Similar proclamations and messages were also issued by Prairie Village, Leawood, De Soto, Junction City, Lenexa and Mission, according to a Facebook post from Moms Demand Action. The Shawnee Mission School District also issued a proclamation.
The KSRA has only highlighted the Roeland Park and Parsons proclamations on its website.
“No Kansan should be comfortable with the fact that these local governments are doing everything possible to blame the violence on inanimate objects, responsible gun owners and other law-abiding Kansan rather than to devote all their time and resources to fighting. crime and arrest violent criminals who are the real problem,” the KSRA said on its website.
Day did not return a call Thursday.
Gun Violence Awareness Day is associated with Wear Orange, a national campaign that honors Hadiya Pendleton, a 15-year-old girl who was fatally shot on a Chicago playground in 2013 shortly after participating in the second inaugural parade of President Barack Obama.
“Wear Orange is an annual activation to honor lives cut short by gun violence — like my son, Felix, who was shot and killed, and is honored each year at this event,” said Everytown senior researcher Mary Snipes. Survivor Network and a volunteer with the Kansas chapter of Moms Demand Action. Felix was shot in Junction City in 2018.
“Gun violence impacts everyone and responsible gun owners recognize the importance and value of raising awareness about this issue. To crush recognition of the real impact of the gun violence epidemic on people is a truly weak act,” Snipes said in a statement. “As gun violence tears families apart across the country, survivors of tragedy have a right to be heard and we have a responsibility to listen and act to find life-saving solutions.”
The upcoming awareness day and month comes against a national backdrop of regular mass shootings. Uvalde, Texas, on Wednesday marked the first anniversary of an elementary school shooting in which a former student fatally shot 19 students and two teachers. Over the weekend, a shooting at a Kansas City nightclub left three people dead and two injured.

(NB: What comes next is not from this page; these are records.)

PR #217, opened 2023-03-16
fix NIC setup on nerc-ocp-test

jtriley:
This disables net.ifnames and biosdevnames in the kernel and adds udev rules for the network devices on the controllers and workers in nerc-ocp-test. This should result in consistent device names across the cluster which makes it easier to configure bond0 and other tagged interfaces (e.g. storage)


larsks (approved):

dystewart (approved):

jtriley:
Unfortunately I had to duplicate the bond0 machine config given that a role label is required (see https://github.com/openshift/machine-config-operator/issues/269). Another approach is to create a new machine config pool that includes both controllers + workers roles but decided against that for simplicity sake.

dystewart (approved):

PR #221, opened 2023-03-27
Adding new ipmi metrics to ACM Observability

computate:


larsks:
Do we really have to configure these statically? That is, is there no mechanism for either autodiscovery or some sort of pattern mechanism (e.g., include `ipmi_*`)?

naved001 (approved):

dystewart (approved):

Yet mass shootings are only a fraction of gun violence. Just over 500 people died from firearms in Kansas in 2021, according to the Centers for Disease Control and Prevention, a death rate of 17.3 per 100,000 people.
The number of gun deaths in Kansas has increased in recent years. In 2014, 329 people died.
Kansas State Rep. Jo Ella Hoye, Democrat of Lenexa and former Kansas chapter chief of Moms Demand, suggested that the lack of official action on gun safety only draws more attention to gun violence.
“As more and more people in this country know someone who has been affected by gun violence…they experience it, so the movement grows, unfortunately, because we’re not taking action,” said Whoa.
“So I think it’s possible that they’re just scratching and grabbing straws to try and do something with them.”
Kansas lawmakers have gradually reduced the limits for decades, reverting to their vote to allow concealed weapons in 2006.
In 2015, lawmakers voted to allow people 21 and older to carry concealed weapons without a permit. In 2021, the legislature lowered the age of concealment to 18 due to Democratic Governor Laura Kelly’s veto, although people between the ages of 18 and 20 must still obtain a license.
At the same time, GOP lawmakers blocked “red flag” bills that would give courts more power to temporarily remove guns from people who pose a threat to themselves or others.
More recently, a few weeks ago, the Legislative Assembly passed a bill waiving a $116 fee for people who choose to obtain a permit. The fee reduction was a signature issue of Kansas Attorney General Kris Kobach, a Republican, and Kelly signed the bill.
“We had this proclamation on our agenda for at least four years, if I remember correctly,” Poppa said. “And this is the first year that there has been a reaction from the NRA, from the Kansas State Rifle Association.”